The paper studies an important problem and motivates it well.
A variety of datasets and methods are examined
The results are analyzed in many relevant aspects (abnormality, disengagement, image quality, and qualitative samples)

缺点

Some parts of the manuscript are hard to follow. For example, the part in lines 130 to 189 contains a lot of notation which is not defined in the same place. Following the equation in line 181 (with x, x_bar, and x_tilde) was especially confusing, and the full motivation for using this form specifically is still not clear to me.
While the paper claims to report results using state-of-the-art methods, the reported methods are 2-6 years old. Especially, improved methods over DSVDD significantly are overlooked [1]. Yes, DSVDD is declared state-of-the-art.
Somewhat related to (2) above, standard high-resolution datasets for anomaly detection are not reported (see [1] for example)
While the paper claims to generate disentangled samples, in many cases the connection to the original image is not clear, and the results seem similar to a random normal image (or a disentangled set of random normal images. See Figure 4).
The claim in 4.3.2 ("THE COUNTERFACTUALS CAN BE USED TO TRAIN AN ANOMALY DETECTOR") is not clear. Why would that be beneficial over using the given normal train set?
The claim in 4.4 is not clear as well. How is the biased reported expand the one already reported in [2]?
The reported disentanglement is part of the optimized loss. Can an independent measure of disentanglement be provided?
The disentangled variation is not necessarily meaningful. See for example Fig. 6.

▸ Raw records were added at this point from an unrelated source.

PR #5026, opened 2026-04-18
refactor(linux/xdgportal): Move elevated privilege check/drop to misc.cpp

Kishi85:
## Description

This moves function for dropping system admin capabilities to misc.cpp so it can be reused.
It also reimplements the associated check for admin capabilites properly using cap_get_flag.

## Type of Change

- [X] **refactor**: Code change that neither fixes a bug nor adds a feature

## Checklist

### AI Usage

### DIFF
--- a/src/platform/linux/misc.cpp
+++ b/src/platform/linux/misc.cpp
@@ -25,6 +25,10 @@
 #include <sys/resource.h>  // For setpriority
 #include <sys/socket.h>
 
+#if !defined(__FreeBSD__)
+  #include <sys/capability.h>
+  #include <sys/prctl.h>
+#endif
 #ifdef __FreeBSD__
   #include <net/if_dl.h>  // For sockaddr_dl, LLADDR, and AF_LINK
   #include <sys/syscall.h>  // For syscall: SYS_thr_self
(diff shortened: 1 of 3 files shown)


Kishi85:
@psyke83 I think this should match what you had in mind. I'll need it for #5009 so I've gone ahead with the change.

psyke83:
Looks promising, thanks. Can you look at kmsgrab as well? Depending on how you refactor you could be able to replace the effective (but not permitted) cap raise and dropping there.

Kishi85:
> Looks promising, thanks. Can you look at kmsgrab as well? Depending on how you refactor you could be able to replace the effective (but not permitted) cap raise and dropping there.

https://github.com/LizardByte/Sunshine/blob/7228c2553c393739c3387d5a152c9b255be2328f/src/platform/linux/kmsgrab.cpp#L40-L60

IMHO this is done very cleanly for what kmsgrab needs and I'm not sure if we should change it. kmsgrab is a special snowflake anyway and the main reason for having need of the check/drop fully helpers that are moved to misc.cpp here.

src/platform/linux/misc.cpp
```diff
@@ -1226,4 +1230,59 @@ namespace platf {
     return detected.empty() ? "/dev/dri/renderD128" : detected;
   }
 
+  bool has_cap_sys_admin() {
+#if !defined(__FreeBSD__)
+    const cap_t caps = cap_get_proc();
+    if (!caps) {
+      BOOST_LOG(error) << "[misc] has_cap_sys_admin failed to get process capabilities. Assuming true."sv;
+      return true;
+    }
```
ReenigneArcher, line 1239: This doesn't seem right to me. We are saying that the host `has_cap_sys_admin` when `cap_get_proc()` returns false?

src/platform/linux/misc.cpp
```diff
@@ -1226,4 +1230,59 @@ namespace platf {
...
+    cap_get_flag(caps, CAP_SYS_ADMIN, CAP_PERMITTED, &cap_flags_value);
+    if (cap_flags_value == CAP_SET) {
+      BOOST_LOG(debug) << "[misc] has_cap_sys_admin found permitted CAP_SYS_ADMIN. Returning true."sv;
+      return true;
+    }
+    cap_free(caps);
+#endif
+    BOOST_LOG(debug) << "[misc] has_cap_sys_admin has not found CAP_SYS_ADMIN. Returning false."sv;
+    return false;
+  }
```
ReenigneArcher, line 1255:
```suggestion
    BOOST_LOG(debug) << "[misc] has_cap_sys_admin has not found CAP_SYS_ADMIN. Returning false."sv;
#endif
    return false;
  }
```

We probably shouldn't even log this on FreeBSD as it would send people down a rabbit hole.

src/platform/linux/misc.cpp
Kishi85: The question here is if we should assume the higher capabilites and so we can try to drop or run into a failure at another point if we don't. After thinking about it I'll change that to false because if the cap_get_proc already failed here it'll likely do so in drop_cap_sys_admin.

src/platform/linux/misc.cpp
Kishi85: Fixed

psyke83:
Agree with both of David's comments. Assuming those issues are resolved, a general comment: it's not sufficient to clear CAP_SYS_ADMIN to fix portalgrab and kwingrab's /proc/pid/root access. I understand that you've preserved my logic to also clear CAP_SYS_NICE as well, so take this feedback as mostly a comment on the naming of the function.

When a userspace process has *any* capabilities in the permitted or effective set, the kernel blocks /root access to other unprivileged processes if they don't have the same capabilities (or CAP_SYS_PTRACE). Because we also have CAP_SYS_NICE set on the Sunshine binary, the function is not entirely descriptive. For that reason it might be better to make the name more generic. The has_cap_sys_admin function also has the issue that (aside from the name), if for some reason CAP_SYS_NICE was set but not CAP_SYS_ADMIN, the function would return false and fail to clear the remaining capability needed to make /root dumpable.

My thought was to refactor so that you could supply arguments to specify the capability set, type and action so that kmsgrab could reuse it, but I agree that it's not strictly necessary. At minimum I do believe you should address the logic so it checks for all potential capabilities, or perhaps even change it to unconditionally clear all capabilities.

Kishi85:
@psyke83 Thanks for the detailed explanation. I've changed the names to be more generic:

- has_elevated_privileges: Check if CAP_SYS_ADMIN is present for effective/permitted
- drop_elevated_privileges: Literally what was called finalize_portal_security before

src/platform/linux/misc.cpp
```diff
@@ -1226,4 +1230,63 @@ namespace platf {
     return detected.empty() ? "/dev/dri/renderD128" : detected;
   }
 
+  constexpr std::array<cap_value_t, 2> ELEVATED_PRIVILEGES_EFFECTIVE {CAP_SYS_ADMIN, CAP_SYS_NICE};
+  constexpr std::array<cap_value_t, 2> ELEVATED_PRIVILEGES_PERMITTED {CAP_SYS_ADMIN, CAP_SYS_NICE};
```
psyke83, line 1235: Thanks for making the requested changes - looks good to me. I imagine that these lines also need to be guarded to avoid build errors on FreeBSD.

Kishi85: Done

ReenigneArcher (approved):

Minor comments: 9. Line 400 - "Figure shows 7:

[1] Cohen, Matan Jacob, and Shai Avidan. "Transformaly-two (feature spaces) are better than one." Proceedings of the IEEE/CVF Conference on Computer Vision and Pattern Recognition. 2022. [2] Cohen, Niv, Jonathan Kahana, and Yedid Hoshen. "Red PANDA: Disambiguating image anomaly detection by removing nuisance factors." The Eleventh International Conference on Learning Representations. 2023?

问题

Please see Weakness (2) above - Could your method work with state-of-the-art detector? Please see Weakness (4) above Please see Weakness (5) above Please see Weakness (6) above Please see Weakness (7) above

Are all the loss terms ablated? If so, please refer to the relevant appendix from the main text (and in the rebuttal)
How would your method preform on a a normal image?
Would the method work on the MvTec dataset for example?

撤稿通知

2024-11-21

I have read and agree with the venue's withdrawal policy on behalf of myself and my co-authors.